Это происходит не только в текстах русского авангарда: современные поэты насыщают произведения аллюзиями, неявными образами, которые возможно угадать лишь при внимательном анализе. В стихотворении Александра Кушнера «Я шёл вдоль припухлой тяжёлой реки…» видно, как слова способны наслаиваться друг на друга, благодаря чему пейзаж приобретает особую ясность:
«Свинцовая, сонная, тусклая гладь. Младенцы в такой забываются зыбке», — слово «зыбка», созвучное прилагательному «зыбкий», замыкает строку, как и образ водной «глади», отчего возникает эффект наложения, и читатель видит мелкую рябь на поверхности Невы, о которой не сказано в тексте открыто. Слова созвучны, но мы осознаём их единство не из-за аудиального сходства, а благодаря зрительной ассоциации.
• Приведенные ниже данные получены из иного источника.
PR #1074, opened 2016-06-27
stream.c: strmNextFile, make sure strmNextFile modulo produces wanted…

kortemik:
… results. strmReadMultiLine, must append only lines longer than 0 after rsCStrGetSzStrNoNULL

### DIFF
--- a/runtime/stream.c
+++ b/runtime/stream.c
@@ -480,7 +480,7 @@ strmNextFile(strm_t *pThis)
 	 * make sure their iMaxFiles is large enough. But it is well-desired for other
 	 * use cases, e.g. a circular output log file. -- rgerhards, 2008-01-10
 	 */
-	if((pThis->iCurrFNum + 1) == 0 || pThis->iMaxFiles == 0) {
+	if((pThis->iCurrFNum + 1) == 0) {
 		pThis->iCurrFNum = 0;
 	}
 	else {
--- a/runtime/stream.c
+++ b/runtime/stream.c
@@ -480,7 +480,13 @@ strmNextFile(strm_t *pThis)
 	 * make sure their iMaxFiles is large enough. But it is well-desired for other
 	 * use cases, e.g. a circular output log file. -- rgerhards, 2008-01-10
 	 */
-	pThis->iCurrFNum = (pThis->iCurrFNum + 1) % pThis->iMaxFiles;
+	if((pThis->iCurrFNum + 1) == 0 || pThis->iMaxFiles == 0) {
+		pThis->iCurrFNum = 0;
+	}
+	else {
+		pThis->iCurrFNum = (pThis->iCurrFNum + 1) % pThis->iMaxFiles;
+	}
+
 
 finalize_it:
 	RETiRet;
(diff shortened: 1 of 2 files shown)


runtime/stream.c
```diff
@@ -480,7 +480,13 @@ strmNextFile(strm_t *pThis)
 	 * make sure their iMaxFiles is large enough. But it is well-desired for other
 	 * use cases, e.g. a circular output log file. -- rgerhards, 2008-01-10
 	 */
-	pThis->iCurrFNum = (pThis->iCurrFNum + 1) % pThis->iMaxFiles;
+	if((pThis->iCurrFNum + 1) == 0 || pThis->iMaxFiles == 0) {
```
portante: So on line 472 there is an assertion that `pThis->iMaxFiles` is not zero, so why do we still need this check in the conditional?

Without the need for checking for `pThis->iMaxFiles` is zero, won't that just revert back to what was originally there?

That is to say, we only need to change the sign of the variables used, right?

kortemik: besides extra check after the assertion, this is still a valid case. I will remove the extra

rgerhards: I think the question can also be reworded. looking at the assertion, iMaxfiles should never be zero. So I think the question really is why this invariant does not hold. Obviously there is a problem, but we should possibly try to identify the root cause.

runtime/stream.h
```diff
@@ -96,13 +96,13 @@ typedef struct strm_s {
 	BEGINobjInstance;	/* Data to implement generic object - MUST be the first data element! */
 	strmType_t sType;
 	/* descriptive properties */
-	int iCurrFNum;/* current file number (NOT descriptor, but the number in the file name!) */
+	unsigned int iCurrFNum;/* current file number (NOT descriptor, but the number in the file name!) */
```
rgerhards, line 99: Moving to unsigned is definitely the right thing to do, albeit int should not cause a segfault for negative numbers but rather somewhat strange file names (name-number).

runtime/stream.c
```diff
@@ -480,7 +480,7 @@ strmNextFile(strm_t *pThis)
 	 * make sure their iMaxFiles is large enough. But it is well-desired for other
 	 * use cases, e.g. a circular output log file. -- rgerhards, 2008-01-10
 	 */
-	if((pThis->iCurrFNum + 1) == 0 || pThis->iMaxFiles == 0) {
+	if((pThis->iCurrFNum + 1) == 0) {
```
rgerhards, line 483: As iCurrFNum now is unsigned, these two statements are not really needed - that's what module arithmetic does for us.

kortemik: yes you are totally right here

rgerhards:
I will take the data type change from this PR, but will not take the workaround for the segfault as it does not address the root cause.  I am trying to fix the root cause in https://github.com/rsyslog/rsyslog/pull/1173. Unfortunately, I have so far been unable to reproduce the issue. Any help with that would be appreciated.

kortemik:
We have reproduced it multiple times on a red hat and fedora based systems.
I will supply some example scenario as soon as possible.

rgerhards:
@kortemik repro would be great. If you can, it would also be good to see a stacktrace of a failure. What I do not understand is primarily why the function in question is called. This should not happen in those cases (and as I said, I can't reproduce it).

rgerhards:
side-note: the data type change in itself is not unproblematic. If the unsigned overflows MAX_INT, it still is passed as long to ```genFileName()``` which will result in the exact same failure as before. And, as before, it will corrupt disk queues in such cases.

Можно предположить, что богатство поэтического языка открывается исключительно для визуального восприятия. Литература выросла из устных форм и потребовала фиксации на бумаге. Это отчасти значит, что мысли авторов из расчёта на статичное воплощение на письме усложнились настолько, что стало невозможно воспринять их на слух. Графическое кодирование может служить средством художественной выразительности.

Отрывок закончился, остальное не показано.